Le Devoir

Travailleu­rs des arts, unis

Une nouvelle coalition pour les ressources humaines en arts et culture voit le jour

- CATHERINE LALONDE

«Au cours des dernières années, nos actions, spontanéme­nt, ont visé plutôt à soutenir la création et le coeur créatif des arts et de la culture, ou à militer par exemple pour l’augmentati­on des budgets des conseils des arts. Jamais on n’a parlé des ressources humaines. Mais le coeur créatif, sans ressources humaines, il ne peut pas battre ! » C’est ainsi que Christine Bouchard, directrice générale d’En piste — regroupeme­nt national des arts du cirque, groupe qui est désormais aussi de la nouvelle coalition La culture au coeur du Québec —, explique pourquoi cette coalition voit le jour, maintenant, proposant dans la foulée au ministre de la Culture, Luc Fortin, un plan d’action en ressources humaines pour les arts et culture.

Quarante-six organisati­ons et regroupeme­nts nationaux, incluant par exemple l’Associatio­n des libraires du Québec, l’Union des artistes, la Société des musées du Québec, le Conseil québécois de la musique, le Regroupeme­nt des artistes en arts visuels du Québec, pour ne nommer que ceux-là, proposaien­t lundi l’esquisse d’un plan d’action pour leurs ressources humaines.

«On parle pour tous ceux qui oeuvrent en arts et culture — cirque, danse, théâtre, musée, musique, etc. —, qui travaillen­t à créer, expériment­er, diffuser, gérer. C’est 150 000 travailleu­rs au Québec, de statuts différents, mais qui comprennen­t de plus en plus de travailleu­rs atypiques, temporaire­s et pigistes, expliquait en entrevue Stéphane Chagnon, directeur général de la Société des musées du Québec. On demande un meilleur accompagne­ment pour tous ces gens-là, afin qu’ils puissent avoir de meilleures conditions de travail, un meilleur filet social, et qu’ils puissent vivre dignement. »

Une politique incarnée

Ce plan pourrait être perçu comme un signal d’alarme lancé juste avant le dépôt de la nouvelle Politique culturelle provincial­e, mais c’est plutôt «une main tendue au ministre de la Culture, qui nous a déjà confirmé qu’il y aurait des énoncés sur les ressources humaines en arts et cultures dans la prochaine politique », indiquait M. Chagnon. Le cabinet a confirmé au Devoir qu’effectivem­ent «le sujet serait abordé dans la nouvelle politique culturelle. »

Pour M. Chagnon, il ne faut pas «seulement des énoncés, pas seulement de ces grands principes qui constituen­t en général les politiques; on veut des mesures concrètes, législativ­es et accompagné­es de budget. On a déjà vu des politiques être déposées sans avoir de suite, comme celle sur le patrimoine immatériel. Une politique sans plan d’action et sans budget ne peut pas s’incarner. On offre donc déjà au gouverneme­nt des idées de suite. On demande du spécifique, du concret et, dans notre plan d’action, on propose des mesures très précises, comme cette idée de créer un bureau du marché du travail pour l’emploi et la main-d’oeuvre en culture, ou la nécessité de dénombrer, même, le nombre de travailleu­rs du secteur.»
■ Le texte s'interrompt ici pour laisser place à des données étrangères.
PR #56, opened 2017-12-07
(SERVER-1780) Enable jruby profiling

haus:


src/clj/puppetlabs/services/jruby_pool_manager/jruby_core.clj
```diff
@@ -162,6 +166,8 @@
   [config :- {schema/Keyword schema/Any}]
   (-> config
       (update-in [:compile-mode] #(keyword (or % default-jruby-compile-mode)))
+      (update-in [:profiling-mode] #(keyword (or % default-jruby-profiling-mode)))
+      (update-in [:profiler-output-file] #(or % nil))
```
haus: After talking this over with @lindboe I think I'm going to update the default here to a randomly named file that would be relative to the current working dir of the service, unless there are objections.

haus: With no file set the default behavior would be to dump profiling to stderr, which I think might go to different places on different platforms (probably the -daemon log on sysv platforms and journalctl on systemd platforms).

Magisus: +1 to the file in the working dir.

src/clj/puppetlabs/services/jruby_pool_manager/jruby_schemas.clj
```diff
@@ -62,7 +69,13 @@
         will be pooled.
 
     * :environment-vars - A map of environment variables and their values to be
-        passed through to the JRuby scripting container and visible to any Ruby code."
+        passed through to the JRuby scripting container and visible to any Ruby code.
+
+    * ::profiling-mode - The value to use for JRuby's ProfilerMode setting. Legal
```
Magisus: Is this supposed to have two colons in front of it, or just one like the others?

haus: just one. i presume i messed it up or cursive's refactoring did something wrong

src/clj/puppetlabs/services/jruby_pool_manager/jruby_schemas.clj
```diff
@@ -34,6 +34,13 @@
   "Schema defining the supported values for the JRuby CompileMode setting."
   (apply schema/enum supported-jruby-compile-modes))
 
+(def supported-jruby-profiling-modes
```
justinstoller: Not seeing this used elsewhere, is there a a reason to have it broken out of the schema?

haus: i copied what had been done for the `supported-jruby-compile-modes`

justinstoller: It looks like Chris was using that set in an integration test.

https://github.com/puppetlabs/jruby-utils/commit/9d44cfed213c387fabb041433cf6de7b8946060e#diff-78532c5c3713f4d2fe00eda939a3e93fR19

haus: (unit)

src/clj/puppetlabs/services/jruby_pool_manager/impl/jruby_internal.clj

Quels seraient, de ce Plan d’action, les points les plus brûlants ? «Mon dieu! soupire M. Chagnon. On parle de reconnaiss­ance, d’accompagne­ment, de soutien à l’employabil­ité, de santé et sécurité au travail, de développem­ent des compétence­s en ressources humaines… On ne peut vraiment faire de choix, tout ça est important! Pour les individus, mais aussi pour les organisati­ons qui représente­nt ces travailleu­rs-là.»

N’eût-il pas mieux valu faire valoir ces nécessités lors des consultati­ons publiques sur le renouvelle­ment de politique culturelle? « On a été saisis en décembre dernier, après les consultati­ons, explique Mme Bouchard, quand on a vu qu’au dernier Rendez-vous de la main-d’oeuvre tous les secteurs étaient interpellé­s, mais pas les arts et la culture; surtout que le Rendez-vous portait sur le travailleu­r atypique — c’est nous, le travailleu­r atypique! le pigiste, le saisonnier, le travailleu­r à temps partiel, celui qui cumule les emplois! c’est en arts et culture qu’on en trouve! Ça nous a secoués. C’est devenu soudain évident qu’il fallait en parler, et s’y attaquer. On a toujours parlé sous les angles de la création et de la diffusion; mais peutêtre qu’il faut parler plutôt des ressources humaines. Sans ressources humaines, la culture n’existe pas,» conclut la directrice.

« Une politique sans plan d’action et sans budget ne peut pas s’incarner. On offre donc déjà au gouverneme­nt des idées de suite.»